Ensemble Transformer for Efficient and Accurate Ranking Tasks: an Application to Question Answering Systems
This is the official CERBERUS model code repository for our long paper in Findings of EMNLP 2022, "Ensemble Transformer for Efficient and Accurate Ranking Tasks: an Application to Question Answering Systems".
[Paper] [Amazon Science] [Preprint]
@inproceedings{matsubara2022ensemble,
title={{Ensemble Transformer for Efficient and Accurate Ranking Tasks: an Application to Question Answering Systems}},
author={Matsubara, Yoshitomo and Soldaini, Luca and Lind, Eric and Moschitti, Alessandro},
booktitle={Findings of the Association for Computational Linguistics: EMCNLP 2022},
pages={7259--7272},
year={2022}
}
Our CERBERUS implementation is based on transformers.ElectraForSequenceClassification and tested under the following conditions:
- Python 3.6 - 3.7
- torch==1.6.0
- transformers==3.0.2
This CERBERUS model consists of 11 shared encoder body layers and 3 ranking heads of 1 head layer each learned from 3 teacher AS2 models: ALBERT-XXLarge, ELECTRA-Large, and RoBERTa-Large fine-tuned on the ASNQ dataset.
Download and unzip cerberus11-3_albert_electra_roberta_asnq.zip
from transformers import AutoTokenizer
from cerberus import CerberusModel
tokenizer = AutoTokenizer.from_pretrained('google/electra-base-discriminator')

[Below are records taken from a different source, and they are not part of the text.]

PR #1833, opened 2017-10-19
Feature/perl symbols

idodeclare:
Hello,

Please consider for merging this patch with another set of Perl improvements:

* improvements to parsing of quote-like operators, including a fix to include symbols in quoting characters, a fix to recognize spaces around braced identifiers, etc.
* extract Perl symbols using the equivalent parsing as done for xref, and add a test of extracted Perl symbols.
* add Perl pragmas as keywords
* recognize Perl special identifiers, and format as keywords
* add PLX as a Perl suffix, to align with ctags perl.c
* improve POD recognition
* clean up to use existing yypush(), yypop(); and add yyjump()

I added test lines for all the improvements and fixes. Now that feature/perl_xref_tests is merged, I can raise this PR.

Thank you.


idodeclare:
Oh, I should point out that to rationalize PerlXref.lex and PerlSymbolTokenizer.lex where the latter was case-sensitive and the former was not and also in order to improve POD handling, I revised PerlXref.lex to be case-sensitive in 77053af1d7. This required modifying just the POD-related patterns and the {FileExt} pattern.

tarzanek:
I don't know why the build suddenly failed with javadoc errors, I hoped travis builds are ignoring the javadoc errors, seems like we need to update pom.xml to get a fix for the plugin for javadoc

test/org/opensolaris/opengrok/analysis/perl/sample.pl
```diff
@@ -1,280 +0,0 @@
-#!/usr/bin/perl
```
tarzanek: symlink ... this will make development problematic on windows ...

tarzanek:
lgtm, let's merge ...
@vladak @tulinkry  any comments ?

idodeclare:
I've been extending this pull request commit-by-commit. Each commit has stood on its own as a working version (along with its predecessors) and could have been merged at any time.

I finished rationalizing the differences between PerlXref and PerlSymbolTokenizer and pushed up a last modification for them to %include the same PerlProductions.lex.

tarzanek:
great, includes is something I've been longing to get to jflex files for a long time!
let me review

tarzanek:
fwiw the problem with includes was that they didn't really accept relative paths, not sure if this improved in last jflex or not

tarzanek:
but if it works, then I guess we can merge ...

idodeclare:
@tarzanek , in debugging the %include syntax, where the 1.6.1 manual reads to use quotation marks but where that doesn't actually work, I did try at one point an absolute path with and without quotation marks without success. Possibly only local %include works.

tarzanek:
yeah, local works, I tried to abstract stuff from all lex files to top dir and that didn't work

tarzanek:
ok, let's merge this

idodeclare:
@tarzanek , perhaps it would do to revise the &lt;run-jflex&gt; and &lt;run-jflex-and-disable-buffer-expansion&gt; targets to copy(if-updated) the source .lex files to an intermediate directory, including shared includes?

tarzanek:
hmm , that could be a good idea and we could sacrifice space/time for easier maintainance of lex files ... and especially keeping fixes and improvements in sync

PR #1834, opened 2017-10-20
Double click on project "bubble" should lead to project directory

### LINKED ISSUE #1807: double click on project "bubble" should lead to project directory browsing
Just like double clicking on project in the project picker leads to browsing the project, the same should happen when double clicking on project "bubble".

Orviss:
fixes #1807 

Double clicking on project "bubble" now invokes double click on the item in search list.

One question: I do not like 'I' cursor on the bubble. I think it would be wise to change it to default cursor (arrow). Solution is quite easy (adding `cursor:default;` to css). What do you think? 

Thanks :)


tulinkry:
> What do you think?

yes

PR #1840, opened 2017-10-20
Replace Java 9 deprecated calls with appropriate substitutes

Orviss:
When compiling with Java 9 deprecation warnings were shown so I repaired them.

Thanks for review :)

### DIFF
--- a/src/org/opensolaris/opengrok/analysis/AnalyzerGuru.java
+++ b/src/org/opensolaris/opengrok/analysis/AnalyzerGuru.java
@@ -31,6 +31,7 @@ import java.io.InputStreamReader;
 import java.io.Reader;
 import java.io.StringReader;
 import java.io.Writer;
+import java.lang.reflect.InvocationTargetException;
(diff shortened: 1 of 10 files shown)


tarzanek:
I suppose these changes won't compile with 1.8 anymore, will they ?

Orviss:
Why wouldn't they? You can also see that the build passes and I believe that travis has still Java 8.

vladak:
Could you maybe summarize the types of problems being fixed in this PR ? Otherwise I have no other comments.

Orviss:
Mainly I changed:
<https://docs.oracle.com/javase/9/docs/api/java/lang/Class.html#newInstance--> to `getDeclaredConstructor().newInstance()` which propagated some new exceptions
and
<https://docs.oracle.com/javase/9/docs/api/java/lang/Long.html#Long-long-> for which I used autoboxing/unboxing

vladak:
thanks, merging.

PR #1842, opened 2017-10-21
Feature/cache control

idodeclare:
Hello,

Please consider for integration this patch to set HTTP cache-controls for most OpenGrok content. Rather than use a container-specific filter (e.g.. org.catalina...), which I think would not be accepted for OpenGrok, I imported a simple filter implementation that is licensed freely from the book support site of "Servlets and JavaServer Pages; the J2EE Web Tier" by Jayson Falkner.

start_ckpt_file_path = './cerberus11-3_albert_electra_roberta_asnq/cerberus_model.pt'
model = CerberusModel(None, 11, start_ckpt_file_path=start_ckpt_file_path)
model.eval()
input_dict = tokenizer([('question', 'answer sentence')],
return_tensors='pt',
max_length=128,
truncation=True)
output = model(**input_dict)
This CERBERUS model consists of 11 shared encoder body layers and 3 ranking heads of 1 head layer each learned from 3 teacher AS2 models: ALBERT-XXLarge, ELECTRA-Large, and RoBERTa-Large fine-tuned on the ASNQ dataset and then on the WikiQA dataset.

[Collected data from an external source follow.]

PR #1844, opened 2017-10-22
Feature/fix ioexception

idodeclare:
Hello,

Please consider for integration this patch to fix an IOException that is occurring for code files larger than 8192 bytes in size. I created a sample, a.csproj; added a (breaking) test in the first commit; and then fixed it in the second.

Thank you.

### DIFF
--- a/src/org/opensolaris/opengrok/analysis/AnalyzerGuru.java
+++ b/src/org/opensolaris/opengrok/analysis/AnalyzerGuru.java
@@ -125,7 +125,14 @@ public class AnalyzerGuru {
      * Define very close to OPENING_MAX_CHARS so the input stream stays easily
      * in the <code>mark</code> limit
      */
-    private static final int OPENING_BUF_SIZE = 102;
+    private static final int OPENING_BUF_SIZE = 128;
+
+    /**
+     * Set to 16K -- though debugging shows it would do with only 8K+3
+     * (standard buffer for Java BufferedInputStream plus 3 bytes for largest
+     * UTF BOM) 
+     */
+    private static final int MARK_READ_LIMIT = 1024 * 16;
 
     private static final Logger LOGGER = LoggerFactory.getLogger(AnalyzerGuru.class);
 
@@ -850,7 +857,7 @@ public class AnalyzerGuru {
     private static String readOpening(InputStream in, byte[] sig)
         throws IOException {
 
-        in.mark(512);
+        in.mark(MARK_READ_LIMIT);
 
         String encoding = IOUtils.findBOMEncoding(sig);
         if (encoding == null) {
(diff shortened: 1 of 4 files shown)


src/org/opensolaris/opengrok/analysis/AnalyzerGuru.java
```diff
@@ -125,7 +125,14 @@
      * Define very close to OPENING_MAX_CHARS so the input stream stays easily
      * in the <code>mark</code> limit
      */
-    private static final int OPENING_BUF_SIZE = 102;
+    private static final int OPENING_BUF_SIZE = 128;
```
vladak: why is this being bumped to 128 ?

test/org/opensolaris/opengrok/analysis/AnalyzerGuruTest.java
```diff
@@ -244,6 +242,15 @@ public void getAnalyzerFactoryClass() {
     }
 
     @Test
+    public void shouldNotThrowGettingCsprojOpening() throws IOException {
+        InputStream res = getClass().getClassLoader().getResourceAsStream(
+            "org/opensolaris/opengrok/analysis/a.csproj");
```
vladak: I wonder if we should stick the test files under subdirectory or elsewhere. There does not seem to be a convention for tests yet.

vladak:
This is kind of sad bug (given the conditions it wouldn't be fair to call the fix likewise). `addFile()` constructs the stream like this:

```
        try (InputStream in = new BufferedInputStream(new FileInputStream(file))) {
            fa = AnalyzerGuru.getAnalyzer(in, path);
        }
```

and this gets eventually passed to `readOpening()`. So the chain of streams is FileInputStream -> BufferedInputStream -> InputStream and the chain of readers is InputStreamReader -> BufferedReader.

Now, BufferedReader has its own buffer as well as BufferedInputStream. `readOpening()` reads the data one character at a time, however the underlying BufferedReader reads by its own buffer size and in turn BufferedInputStream uses its own buffer size that advances the position in the output stream. So even though max 100 characters (`OPENING_MAX_CHARS`) can be read by the cycle in reality it could be 8K characters.

The last constant seems to be unreachable from  `readOpening()` (https://stackoverflow.com/a/42572182)

src/org/opensolaris/opengrok/analysis/AnalyzerGuru.java
```diff
@@ -125,7 +125,14 @@
      * Define very close to OPENING_MAX_CHARS so the input stream stays easily
      * in the <code>mark</code> limit
```
vladak: given this bug this comment is not very relevant. What about unifying OPENING_MAX_CHARS with OPENING_BUF_SIZE ?

idodeclare: You're right. It's not useful as a distinct value. I pushed a removal.

test/org/opensolaris/opengrok/analysis/AnalyzerGuruTest.java
idodeclare: I thought about that — but a lower-cased file name does at least show it at the bottom of the test/org folder in NetBeans.

vladak: Yeah, no big deal. We should probably rethink and change this for all tests.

Download and unzip cerberus11-3_albert_electra_roberta_asnq_wikiqa.zip and asnq-electra-base-discriminator.
from transformers import AutoTokenizer
from cerberus import CerberusModel
asnq_ckpt_dir_path = './asnq-electra-base-discriminator'
tokenizer = AutoTokenizer.from_pretrained(asnq_ckpt_dir_path)
head_configs = [
{'model': {'pretrained_model_name_or_path': asnq_ckpt_dir_path},
'base_model': 'electra', 'classifier': 'classifier'},
{'model': {'pretrained_model_name_or_path': asnq_ckpt_dir_path},
'base_model': 'electra', 'classifier': 'classifier'},
{'model': {'pretrained_model_name_or_path': asnq_ckpt_dir_path},
'base_model': 'electra', 'classifier': 'classifier'}
]
start_ckpt_file_path = './cerberus11-3_albert_electra_roberta_asnq_wikiqa/cerberus_model.pt'
model = CerberusModel(head_configs, 11, start_ckpt_file_path=start_ckpt_file_path)
model.eval()
input_dict = tokenizer([('question', 'answer sentence')],
return_tensors='pt',
max_length=128,
truncation=True)
output = model(**input_dict)
See CONTRIBUTING for more information.
This library is licensed under the CC-BY-NC-4.0 License.